Dillard & Company raised 11 million fish last year and has 55 employees. Dillard is letting his employees go and the company won't raise any fish next year because rising grain prices mean that the company was only recovering 75 cents of every dollar it spent producing the fish, the New York Times reports.

Fish farming may be a dead business in the U.S., there is still a demand for farmed fish here.

Although an organization called the Global Aquaculture Alliance has created Best Aquaculture Practices standards for shrimp farms and hatcheries, channel catfish farms and seafood processing plants, there is no single, widely accepted standard for all farmed fish.

But some grocers, such as Whole Foods Market, are acting on their own to ensure that the product its customers buy is safe and healthy.

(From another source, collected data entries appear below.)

Issue #11903, opened 2020-06-24
FNX-12904 ⁃ [Bug] White almost invisible "close" and "share" icons in custom tabs when Fenix is always set to open tabs in a Private Browsing mode


ghost:
## Steps to reproduce
Have the setting to open all links in Private Browsing enabled by going into 3-dot main menu > settings > Private Browsing > Open links in a private tab > enable 

I tested this with [Sync for Reddit](https://play.google.com/store/apps/details?id=com.laurencedawson.reddit_sync) and [Boost for Reddit](https://play.google.com/store/apps/details?id=com.rubenmayayo.reddit), when opening any link in custom tabs from them the icons for "close" (to close the tab) and "share" completely white such that they are almost invisible.  Please see the screenshots for clarity.

The issue doesn't reproduce if "Open links in a private tab" is not enabled

### Expected behavior
Icons shouldn't be white and invisible

### Actual behavior
Icons are almost invisible

### Device information
* Android device: **Motorola One Power, Android 10**.
* Fenix version: **`Nightly 200624 06:01`**.

![Screenshot](https://user-images.githubusercontent.com/42088907/85582961-62777180-b62d-11ea-942f-1452313992ad.jpg)UNITO-UNDERSCORE!20200624!UNITO-UNDERSCORE!204239!
![Screenshot](https://user-images.githubusercontent.com/42088907/85582988-66a38f00-b62d-11ea-96c5-d00a8859ca37.jpg)UNITO-UNDERSCORE!20200624!UNITO-UNDERSCORE!204157!

AndiAJ:
Hi, just checked this on the latest **Nightly Build 200625 from 6/25** using a Google Pixel 3a (Android 10)

✔️ The "Close" and Action (Share) button are fixed
❌ On the other hand, The TP, Site certificate, URL, and ⋮ Main menu are impropely displayed

►Screenshots
![rsz_screenshot_20200625-123347](https://user-images.githubusercontent.com/51314259/85696172-5cdb6380-b6e1-11ea-985d-e2653ae82da1.png)

@NotWoods - Pleasse review. ☺️

sflorean:
Tested on Nightly 6/30 and 78.0.1-beta.1 and here are my findings:

1. **With Fenix opened in the background in normal browsing**: I am still able to **reproduce** the issue, meaning that "close" and "share" buttons are almost invisible. 

[...]

PR #13327, opened 2020-08-05
For #11903: Fix private custom tabs

NotWoods:
### Pull Request checklist

### After merge

1. click on Show All Checks,

### DIFF
--- a/app/src/main/java/org/mozilla/fenix/IntentReceiverActivity.kt
+++ b/app/src/main/java/org/mozilla/fenix/IntentReceiverActivity.kt
@@ -10,6 +10,7 @@ import android.os.Bundle
 import android.os.StrictMode
 import androidx.annotation.VisibleForTesting
 import mozilla.components.feature.intent.processing.IntentProcessor
+import org.mozilla.fenix.HomeActivity.Companion.PRIVATE_BROWSING_MODE
 import org.mozilla.fenix.components.IntentProcessorType
 import org.mozilla.fenix.components.getType
 import org.mozilla.fenix.components.metrics.Event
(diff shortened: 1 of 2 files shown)


app/src/main/java/org/mozilla/fenix/IntentReceiverActivity.kt
```diff
@@ -43,7 +44,15 @@ class IntentReceiverActivity : Activity() {
...
-        val processor = getIntentProcessors().firstOrNull { it.process(intent) }
+        val private = settings().openLinksInAPrivateTab
+        intent.putExtra(PRIVATE_BROWSING_MODE, private)
+        if (private) {
+            components.analytics.metrics.track(Event.OpenedLink(Event.OpenedLink.Mode.PRIVATE))
+        } else {
+            components.analytics.metrics.track(Event.OpenedLink(Event.OpenedLink.Mode.NORMAL))
+        }
+
+        val processor = getIntentProcessors(private).firstOrNull { it.process(intent) }
```
ekager, line 55: So AFAICT this `getIntentProcessors` will also process `externalAppIntentProcessors` and others. Before even though it wasn't working (lol) it was attempting to just add this extra on the custom tab and intent processors. Will there be any bad side effects from adding this extra to other intent entry points?

NotWoods: There shouldn't be side effects when we add extra intents. If we want to be super safe we can set the boolean on both `this.intent` (before) and the home activity intent (now).

ekager: Sorry that was a confusing comment. I meant as an example - now the TWA/PWA externalAppIntentProcessors will also be attaching `PRIVATE_BROWSING_MODE`, right? Does that mean PWAs will also be attempting to present / be in PBM?

NotWoods: Honestly we wanted it to work that way in the first place, so if they do present in PBM that fixes another bug :)

We can do another pass in the future to re-evaulate what data is getting passed in intents like this.

PR #127, opened 2020-08-11
Put channel options into URL fragments

### LINKED ISSUE #126: QR sharing URL format potentially leaks channel keys to remote server
Right now the URL format for the QR-shared channel details looks like this: `https://www.meshtastic.org/c/CBciENTxuzogKQdZ8Lz_q89Oab8qB0RlZmF1bHQ=`

Which encodes the channel name, parameters, and key into the URL path. When shared, there's a non-zero chance that this URL gets fetched. Someone taps the link (and admittedly gets a 404) but the URL _path_ is being sent to `meshtastic.org`. Anyone with access to the hosting logs can potentially see the `GET /c/CBciENTxuzogKQdZ8Lz_q89Oab8qB0RlZmF1bHQ=` request and take the channel configuration including the key.

I believe there's a fairly easy solution here: placing the channel configuration in the URL fragment instead of the path. The URL fragment identifier is _not_ sent to the server when browsing to the URL. So even if the URL is clicked/tapped/cached by a browser fetch the channel options never get sent to a remote machine.

gkelly:
Put the channel options into the URL fragment instead of the URL path.
This ensures that the channel options (including the channel key) is
never accidentally leaked to a remote party. This URL format appears to
be backwards compatible, URLs generated in the new form are properly
parsed by the old version. URLs generated by the old version are _not_
parsed by the new version.

Closes #126.

### DIFF
--- a/app/src/main/java/com/geeksville/mesh/model/Channel.kt
+++ b/app/src/main/java/com/geeksville/mesh/model/Channel.kt
@@ -32,7 +32,7 @@ data class Channel(
                 .setModemConfig(MeshProtos.ChannelSettings.ModemConfig.Bw125Cr45Sf128).build()
         )
 
-        const val prefix = "https://www.meshtastic.org/c/"
+        const val prefix = "https://www.meshtastic.org/c/#"
 
         private const val base64Flags = Base64.URL_SAFE + Base64.NO_WRAP
 


geeksville:
I guess we could make old urls  be properly parsed by the new version, but since the app is still young I think the hassle is not worth it.

geeksville:
cc @lgoix because clever problem and clever fix.

PR #163, opened 2020-09-17
Simplified calls to system services

KenVanHoeylandt:
Rather than calling the Android interfaces, I made some read-only extension properties to easily (and consistently) call the system services.
I also fixed some code that assumed BluetoothManager to never be NULL.

The consuming code of the `UsbManager` assumes that the `UsbManager` is always there, so I enforced that too.


geeksville:
Looks great!

PR #174, opened 2020-09-27
Always keep first character of long name when making short name

timgunter:
This should ensure that the first character of the long name is retained when forming short names even if it is a vowel.


geeksville:
ooh thanks!

PR #198, opened 2020-10-21
Add Exit button in dropdown menu

### LINKED ISSUE #186: Add stop app button/reboot start option
Once the app starts, it will stay on until the phone is rebooted, then it stays off.

If this is for securing that messages are receieced, it should restart at reboot, so you don't miss any messages. 

Also, a stop button that cleanly exits the app so when things go wonky you don't have to go through android/settings/app/force termination.

hestela:
This mostly fixes #186 .
After the app "closes", a few seconds later the bluetooth notification goes away.
User still needs to close app from open apps but no longer needs to force close
the app from the system settings in order to get rid of the bluetooth
notification.

### DIFF
--- a/app/src/main/java/com/geeksville/mesh/MainActivity.kt
+++ b/app/src/main/java/com/geeksville/mesh/MainActivity.kt
@@ -60,6 +60,7 @@ import kotlinx.coroutines.Dispatchers
 import kotlinx.coroutines.Job
 import kotlinx.coroutines.cancel
 import java.nio.charset.Charset
+import kotlin.system.exitProcess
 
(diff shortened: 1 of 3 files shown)


geeksville:
Hi @hestela thank you for the very kind pull request.  I'm kinda disinclined to add this feature though.  Can you take a look at the comments I just added on bug #186 and add your thoughts there?  (Sorry for the late reply - I've been moving and only just now have a desk ;-) )

geeksville:
ok closing for now - because app seems pretty stable and android doesn't need exit buttons on apps (usually)

PR #220, opened 2021-01-26
Material design for Message UI

vfurman-gh:
This is how it looks: 
Screenshot_20210125-173539

Mostly UI changes to the layout, but there are also code changes:
* Update myNode LiveData when messages are loaded from the storage, otherwise the UI will not classify messages correctly until BT connection is established
* Manually set colors/margins in the code


geeksville:
looks great @vfurman-gh!  I'll push out an alpha later this week with your changes!

PR #223, opened 2021-01-31
Fix background color

vfurman-gh:
Semi-transparent background color in combination with rounded corners creates a dark border on Android >= 9.0, probably due to a way hardware renders it.


geeksville:
thanks for the quick fix!

PR #225, opened 2021-02-01
Moved try to catch all RemoteExceptions inside connection coroutine

vfurman-gh:
When an uncaught RemoteException is thrown inside mainScope.handledLaunch, it is silently ignored, but leaves the mainScope in "cancelled" state and all subsequent coroutine calls using mainScope never actually execute the body of coroutine.
Proposed minimal fix is to enclose all remote invocations inside this particular coroutine with try/catch block. But perhaps we should think of a better way to handle exceptions, as handledLaunch is used in many other places.


geeksville:

https://meshtastic.discourse.group/t/new-android-alpha-release-1-1-37/2326/11

geeksville:
a great find - thanks @vfurman-gh.  And yeah - I'm still pretty new on kotlin coroutines, so if you have ideas for fixes on the root problem they are wecome!

PR #233, opened 2021-02-06
Added ability to edit broadcast_position and ls_sleep settings

vfurman-gh:
* I exposed broadcast_position and ls_sleep properties in the UIState model
* When  broadcast_position == 0, I also do location_share = LocDisabled, which feels correct, but I maybe wrong. Let me know.
* Adds corresponding views to the resources and bind them to the model.

### DIFF
--- a/app/src/main/AndroidManifest.xml
+++ b/app/src/main/AndroidManifest.xml
@@ -121,7 +121,7 @@
             android:name="com.geeksville.mesh.MainActivity"
             android:label="@string/app_name"
             android:screenOrientation="portrait"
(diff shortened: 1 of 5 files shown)


vfurman-gh:
Here is the [screenshot](https://drive.google.com/file/d/1-31BI8LyDGa2kDKQcm-SKz31wVxRpRSo/view?usp=sharing)

geeksville:
looks great!  note for the future: eventually we might want to move these fields to some other 'advanced settings' screen.  To discourage novice users from playing with them.

geeksville:
(also I really need to fix the CI build system)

Whole Foods Market has updated its standards for farmed seafood suppliers - initially instituted in June 2007 - in several areas. It will now require suppliers to:

  • Track fish from hatchery to processing plant. - Protect sensitive habitats.
  • Monitor water quality.
  • Discontinue using a number of chemicals.
  • Avoid using chemicals such as malachite green, an antiseptic banned in the U.S. but still used in other countries.
  • Avoid using organophosphate pesticides

Already in place were Whole Foods' standards that banned:

  • Antibiotics.
  • Growth hormones.
  • Preservatives such as sulfites.
  • Poultry and mammalian by-products in feed.
  • Genetically modified or cloned seafood.